# "Good" multicolor vs "bad" multicolor



## Maddybelle (Sep 29, 2012)

I'm fairly confident that I understand most IBC color/pattern standards, but this one puzzles me still: Multis. Personally, I like multis, but I'm not clear on what constitutes a good multi that would do well in its class at shows. Could someone clarify, and possibly post pictures comparing a nice show quality multicolor with a sub-par multi? ;-)


----------



## Hadoken Kitty (Jan 24, 2013)

THANK YOU for posting this! I've actually been wondering the same thing! I've been looking around with no luck this far.


----------



## Saphira101 (Nov 14, 2012)

Dobby was wondering too.


----------



## aemaki09 (Oct 23, 2012)

subscribed.


----------



## homegrown terror (Aug 6, 2012)

subscribing as well, but i'll at least contribute to it:










okay so it's not a RELEVANT contribution, but it's something, right?


----------



## BeautifulBetta123 (Aug 27, 2012)

I was interested in finding this out too 
Nice rapping T-Rex btw


----------



## Maddybelle (Sep 29, 2012)

Okay, I've done some more snooping, and I think I've got it:
A good multi looks like a watercolor painting, with 3 or more colors blending into each other on the body and fins. A solid color with undesireable wash does not qualify. 
*Good multi:
*







*
Bad multis:
*


----------



## Maddybelle (Sep 29, 2012)

Rawr, darn photobucket done messed up the pics again. Sorry for any page stretching, folks!


----------



## Maddybelle (Sep 29, 2012)

Alright, pics fixed themselves.
Anyone else have any pics/info on what constitutes a "good" multi? Or any tips on how to start a good multi line? How hard would it be to create decent multicolors from solid colored stock?


----------



## Saphira101 (Nov 14, 2012)

Which does Winter count as? is she even a multi??

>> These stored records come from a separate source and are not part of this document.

PR #812, opened 2026-06-17
fix: recover orphaned worktree when primary repo dir is deleted (closes #811)

### LINKED ISSUE #811: Worktree cannot be removed from AgentConsole when its primary repo dir is deleted (orphaned DB row, force fallback also fails)
## Summary

When a worktree's **primary repository directory** (the original checkout that owns the common `.git` dir) is deleted out-of-band, the remaining linked worktree **cannot be removed from AgentConsole** — not even with `force: true`. The worktree's DB record orphans and shows as an un-removable entry.

## Root cause

Every git operation in the removal path runs with **`cwd = repoPath` (the primary repo path)**. Once the primary is gone, that cwd no longer exists, so every step fails:

1. `removeWorktree()` calls `gitRemoveWorktree(worktreePath, repoPath, { force })` — `packages/server/src/services/worktree-service.ts:323`.
2. `gitRemoveWorktree` runs `git worktree remove <worktreePath>` with `cwd = repoPath` — `packages/server/src/lib/git.ts:309-317`. Primary missing → `fatal: not a git repository` (exit 128).
3. **The force fallback is also broken** — `packages/server/src/lib/git.ts:330-338`: when `force` is set and the error mentions `.git`, it `fs.rm`s the worktree dir (OK) **but then runs `git worktree prune` with the same `cwd = repoPath`**, which fails the same way and **throws**.
4. The DB record is only deleted on git success — `packages/server/src/services/worktree-service.ts:326` (`deleteByPath`) runs after `gitRemoveWorktree` returns. Since step 2/3 throws, the row is never deleted.
5. `git worktree list` also uses `cwd = repoPath` (`worktree-service.ts:162`), so AgentConsole can't even enumerate the worktree afterward.

Net effect: the worktree directory may or may not be removed, but the **`worktrees` DB row orphans** and the session is preserved-for-retry (`worktree-deletion-service.ts:237-250`) — yet retry can never succeed because the primary is permanently gone.

## Reproduction

1. Create a repository A (primary) in AgentConsole.
2. Create a linked worktree B from A.
3. Delete A's directory out-of-band (e.g. `rm -rf` the primary checkout).
4. Call `remove_worktree` on B (with or without `force`).
5. **Result:** removal fails (`git worktree prune` → `fatal: not a git repository`); B's DB row orphans and B remains visible/un-removable in AgentConsole.

## Why git isn't needed here

A worktree whose primary/common git dir is gone is, from git's view, already detached — there is nothing left for `git worktree remove`/`prune` to do against the (now-absent) common dir. Cleanup only needs to: (a) `fs.rm` the worktree directory if it still exists, and (b) delete the `worktrees` DB row (and the session, per the normal flow). No git invocation is required.

## Proposed fix (direction)

Detect the **primary-missing** condition and route to a **git-independent cleanup path** (Option A):

- Before/instead of the git calls, if the primary repo path does not exist (or the git ops fail with a "not a git repository"-class error), clean up without git: `fs.rm(worktreePath, { recursive: true, force: true })` then delete the DB row + session.
- In the existing force fallback (`git.ts:330-338`), **guard the `git worktree prune` call** so it is skipped when `cwd`/primary does not exist (prune against an absent common dir is a no-op anyway).
- Ensure DB-row deletion happens in this recovery path even though the git calls were skipped/failed.

## Acceptance criteria (boundary values)

- **Primary exists + clean worktree** → normal removal, unchanged behavior.
- **Primary MISSING + worktree dir present** → removal succeeds via git-independent cleanup; the worktree disappears from AgentConsole (dir removed, DB row + session deleted).
- **Primary MISSING + worktree dir ALSO already deleted** → idempotent: DB row + session are still cleaned up, no error.
- **Existing orphaned rows** (from prior occurrences of this bug) become removable after the fix.
- Decide and document whether the primary-missing cleanup requires `force` or is allowed unconditionally (the worktree is already orphaned, so allowing it is defensible; at minimum `force` must work — today it does not).
- TDD: a regression test that removes a worktree whose primary path has been removed, asserting the DB row is deleted and no throw occurs.

## Notes

- Primary deletion here is **external** (outside AgentConsole), so prevention isn't sufficient — recovery must be supported.
- Related: if a repository-delete feature exists/lands, it should remove linked worktrees first; that is a separate concern from this orphan-recovery path.

ms2sato:
## Summary

Fixes #811 — when a worktree's **primary repository directory** (the original checkout owning the common `.git` dir) is deleted out-of-band, the linked worktree could not be removed from AgentConsole — not even with `force: true`. The DB row orphaned and showed as an un-removable entry.

Closes #811

## Root cause

Every git op in the removal path runs with `cwd = repoPath` (the primary). Once the primary is gone:
- `git()` does `Bun.spawn(['git', ...], { cwd: repoPath })`. **A nonexistent cwd makes `Bun.spawn` throw `ENOENT` — not a `GitError` with parseable stderr.** So stderr-string detection alone cannot catch the reported case; a real-fs existence pre-check on `repoPath` is the reliable detector.
- The `force` fallback was also broken: after `fs.rm`-ing the worktree dir it ran `git worktree prune` with the same dead `cwd`, which threw.
- The DB row (`deleteByPath`) was only deleted on git success, so the row orphaned.

## Fix

- **`worktree-service.ts` `removeWorktree`**: top-of-method pre-check of `repoPath` existence (`fsPromises.stat` in try/catch, the existing idiom in this file). When the primary is missing, recover **without git** — `fsPromises.rm(worktreePath, {recursive, force})` then `worktreeRepository.deleteByPath(worktreePath)` — and return success. Runs **unconditionally** (no `force` required): an orphaned worktree is always safe to reclaim, and this also guarantees the `force` path works. Idempotent — `rm` on a missing path and `deleteByPath` on a missing row are both no-ops.
- **`git.ts` `removeWorktree`** force fallback: guard `git worktree prune` so it is **skipped when `cwd` no longer exists** (prune against an absent common dir is a no-op anyway).
- `worktree-deletion-service.ts` needs **no change** — once `removeWorktree` returns `{success:true}` for the recovery path, the existing flow deletes sessions normally.

## Design decision (per issue AC)

Primary-missing cleanup is allowed **unconditionally (no `force` required)**. The worktree is already orphaned, so reclaiming it is defensible; this also satisfies the AC's "at minimum `force` must work" (today neither worked).

## Boundary-value coverage (TDD)

| Case | Behavior |
|---|---|
| ① Primary present + clean | Normal git removal — unchanged |
| ② Primary MISSING + worktree dir present | Git-independent recovery; dir removed, DB row + session deleted, git not invoked |
| ③ Primary MISSING + worktree dir also gone | Idempotent — DB row still cleaned up, no throw |
| ④ Existing orphaned row | Reclaimed/removable after the fix |

**Polarity verified**: stashing only the production hunks (keeping the new tests) makes the discriminating recovery tests (② and ③) and the git.ts prune-skip test FAIL against unmodified production; restoring makes them pass.

## Verification

- `bun run test` — full suite green (server 2578 pass / 1 skip / 0 fail, client 1396, shared 324, integration 29, scripts/hooks 362). **TEST_EXIT: 0**
- `bun run typecheck` — **0 errors**
- `coderabbit review --agent --base origin/main` — `findings: 0` (no CRITICAL/HIGH/MEDIUM)

No UI changes — browser QA not required.

### DIFF
--- a/packages/server/src/lib/__tests__/git.test.ts
+++ b/packages/server/src/lib/__tests__/git.test.ts
@@ -761,5 +761,99 @@ index abc1234..def5678 100644
         await fs.rm(tempWorktreePath, { recursive: true, force: true });
       }
     });
+
+    it('should swallow an ENOENT-coded prune error after worktree cleanup (stat→spawn race)', async () => {
+      const fs = await import('node:fs/promises');
+
+      const tempWorktreePath = `/tmp/git-test-worktree-${Date.now()}-${Math.random().toString(36).slice(2)}`;
+      await fs.mkdir(tempWorktreePath, { recursive: true });
+      // cwd exists at stat() time so the prune is attempted...
+      const tempRepoPath = `/tmp/git-test-repo-${Date.now()}-${Math.random().toString(36).slice(2)}`;
+      await fs.mkdir(tempRepoPath, { recursive: true });
+
+      try {
+        // First call (remove) fails with a .git-class error; second call (prune)
+        // throws synchronously with an ENOENT code, simulating cwd vanishing
+        // between stat() and spawn().
+        let callCount = 0;
+        (Bun as { spawn: typeof Bun.spawn }).spawn = ((args: string[], options?: Record<string, unknown>) => {
+          spawnCalls.push({ args, options: options || {} });
+          callCount++;
+          if (callCount === 1) {
+            return {
+              exited: Promise.resolve(128),
+              stdout: new ReadableStream({ start(controller) { controller.close(); } }),
+              stderr: new ReadableStream({
+                start(controller) {
+                  controller.enqueue(new TextEncoder().encode("fatal: '.git' does not exist"));
+                  controller.close();
+                },
+              }),
+            };
+          }
+          // Second call (prune): spawn itself throws ENOENT (cwd gone).
+          throw Object.assign(new Error('ENOENT: no such file or directory'), { code: 'ENOENT' });
+        }) as typeof Bun.spawn;
+
+        const { removeWorktree } = await getGitModule();
+
+        // Must resolve without throwing: the worktree fs.rm already succeeded.
+        await removeWorktree(tempWorktreePath, tempRepoPath, { force: true });
+
+        // Worktree dir was removed.
+        let worktreeStillExists = true;
+        try {
+          await fs.stat(tempWorktreePath);
+        } catch {
+          worktreeStillExists = false;
+        }
+        expect(worktreeStillExists).toBe(false);
+
+        // Both remove and prune were attempted (prune threw and was swallowed).
+        expect(spawnCalls.length).toBe(2);
+        expect(spawnCalls[1].args).toEqual(['git', 'worktree', 'prune']);
+      } finally {
+        await fs.rm(tempWorktreePath, { recursive: true, force: true });
+        await fs.rm(tempRepoPath, { recursive: true, force: true });
+      }
+    });
+
+    it('should propagate a non-ENOENT prune error (guard is narrow)', async () => {
+      const fs = await import('node:fs/promises');
+
+      const tempWorktreePath = `/tmp/git-test-worktree-${Date.now()}-${Math.random().toString(36).slice(2)}`;
+      await fs.mkdir(tempWorktreePath, { recursive: true });
+      const tempRepoPath = `/tmp/git-test-repo-${Date.now()}-${Math.random().toString(36).slice(2)}`;
+      await fs.mkdir(tempRepoPath, { recursive: true });
+
+      try {
+        let callCount = 0;
+        (Bun as { spawn: typeof Bun.spawn }).spawn = ((args: string[], options?: Record<string, unknown>) => {
+          spawnCalls.push({ args, options: options || {} });
+          callCount++;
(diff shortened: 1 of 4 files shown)


ms2sato:
Thanks — all three Major findings are addressed in 708e388:

1. **git.ts (stat→spawn race)**: wrapped `git worktree prune` in try/catch; swallow `ENOENT`/`ENOTDIR` (cwd vanished after the existence check — cleanup already succeeded), rethrow anything else.
2. **worktree-service.ts (over-broad detection)**: narrowed orphaned-primary detection to `ENOENT`/`ENOTDIR` only and now require `stat.isDirectory()`. `EACCES`/`EPERM`/IO errors no longer route to destructive recovery — they surface as `{ success: false, error }`.
3. **worktree-service.ts (unstructured error handling)**: moved the pre-check + recovery branch inside the existing outer `try/catch` (single catch, no nested) so `fs.rm`/`deleteByPath` failures return a structured error.

Added regression tests: EACCES-coded stat → `{ success: false }` with no DB-row deletion; prune ENOENT → resolves without throw; prune EPERM → propagates (proves the guard is narrow). Full suite + typecheck green, local `coderabbit review` reports `findings: 0`.

@coderabbitai review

She has magenta tips to her fins.


----------



## Kuronue (Oct 12, 2012)

I'd like to see more on the bad. My boy is a pretty cambodian, just his body has almost dalmation like spots.


----------



## Basement Bettas (May 12, 2012)

Ideally they will have three colors and there will not be a consistent "pattern". We often see the BF pattern in a multi fish. As long as the pattern only shows in two of the three fins we are good. If you get say a red band in all three fins.. but no clean separation in colors so figure the multi is where to put them they will be moved to the BF class as with three fins it is officially a BF with a bad pattern. Same will happen if you have a thin white or other color band on the edges. Two fins ok.. but add the third and you are back as a non competitive BF.

And red wash is also not acceptable. A blue fish with a lot of red is not a multi but a bad blue.


----------